Philip J. Trounstine

The Science of Political Polling


Phil Trounstine is Director of the Survey and Policy Research Institute (SPRI),
a self-supporting, non-profit entity located at San Jose State University that
provides consulting services in the areas of survey and policy research,
analysis and report generation to business, government, civic and political
organizations. The Institute provides mastery in sampling technique, instrument
design, quantitative and qualitative research,  professional interviewing, data
analysis, report presentation and multicultural research.

The use of polling to gauge the impact of statements from political candidates
on the electorate has been widespread during this years presidential race, and
accusations of deliberately biased polling have been made by both campaigns.
Phil, the former political editor of the San Jose Mercury News, will give an
overview of the science behind polling, give his sense of the level of bias in
the polls, and comment on how polling results may influence how voters make
their selections on election day.


Phil began his talk by explaining that the SPRI first developed its name by gathering information on California consumer confidence using the same polling techniques that the University of Michigan developed to gather national data on the same subject. Since then they have done a lot of polling for a variety of clients. Part of his goal in basing the institution at San Jose State was to help give the school more of the kind of name it deserves, especially considering that a lot of the worker bees that keep Silicon Valley moving forward come out of that school.

He then quoted a number of different national polls that showed Bush ahead of Kerry in the race to be the next President by one to two percent.

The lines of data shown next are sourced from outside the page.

PR #9501, opened 2021-12-30
[MathUtils] Add tolerance as parameter to GeneralizedInvertMatrix

miguelmaso:
**📝 Description**
Possible solution suggested in #9500 
The default behavior is the same.

**🆕 Changelog**
- Add `Tolerance` as an argument of `GeneralizedInvertMatrix`

Issue #9500, opened 2021-12-29
MathUtils::InvertMatrix throws an error if the matrix is not invertible


miguelmaso:
**Description**
Currently, `MathUtils::InvertMatrix` throws an error if the matrix is not invertible. Since I'm using this function in an iterative procedure, the `KRATOS_ERROR` is stopping the iterations. More or less I'm doing the following:
```c++
Matrix A(6,6); // this is 2D, size is 10 in a 3D case
Matrix invA(6,6);
bool is_invertible = false;
while (!is_invertible) {
    // do something and compute A
    double detA;
    is_invertible = MathUtils<double>::InvertMatrix(A, invA, detA);
    if (!is_invertible){
        // modify the topology
    }
}
```
Fortunately, the system is very simple and usually it is possible to get an invertible A.
For robustness I'm asking to change the error into a warning. Further, It would be useful to return a value indicating if the inverse is successful.

ddiezrod:
I think you can already do now what you want. If you pass a negative value as the fourth argument to InvertMatrix, it will not check the condition number, so no error is thrown. If you want to have a warning. you can call later `MathUtils::CheckConditionNumber` using ThrowError=false which will return false if the condition number is too high (matrix not invertible) and true otherwise.

loumalouomega:
You can change the ZeroTolerance to a large number:

https://github.com/KratosMultiphysics/Kratos/blob/260a6b4193f18a4f201d2f20478cb3facb91f12c/kratos/utilities/math_utils.h#L400

If you don't want to think about a big number, just use the STL maximum: https://en.cppreference.com/w/cpp/types/numeric_limits/max

miguelmaso:
> I think you can already do now what you want. If you pass a negative value as the fourth argument to InvertMatrix, it will not check the condition number, so no error is thrown. If you want to have a warning. you can call later `MathUtils::CheckConditionNumber` using ThrowError=false which will return false if the condition number is too high (matrix not invertible) and true otherwise.

Thanks @ddiezrod !

PR #9505, opened 2022-01-03
[Shallow] Derivatives recovery

miguelmaso:
**📝 Description**
Apply the solution suggested in #9500.

**🆕 Changelog**
- An iterative procedure to calculate the polynomial weights is possible since a custom tolerance is passed to `MathUtils::GeneralizedInvertMatrix` (#9501)
- Update the signature of the custom functions.


ipouplana (approved):
Good!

Then he explained that there are many trick issues associated with getting good information from people. For example, if you ask someone what Party they associate with and then whom they will vote for, the answer is likely to be very predictable. If you put a number of questions between those, you are more likely to get answers that actually capture
that persons feelings.

Phil then explained that pollsters generally use randomized lists of residential land line phone numbers because studies have shown these are most likely to give answers that are statistically similar to those of election day, within margins of error.  There are companies that provide such lists in blocks of 1000, evenly distributed throughout the area codes and prefixes of the State.

Phil said there are some population shifts that are not captured by the sampling techniques above. For example, young voters are more likely to only have cell phones. To illustrate this he asked if anybody in the room had a cell phone and no land line. One person raised his hand (something less than 5% of the people in the room). Then he told us he had asked the same question in a classroom at San Jose State, and a quarter of the students had raised their hands. He said it was possible that such effects could make poll results different from the outcome of the election in States like Ohio and Florida that have huge populations of college students (who have been shown to be more likely to vote for Kerry).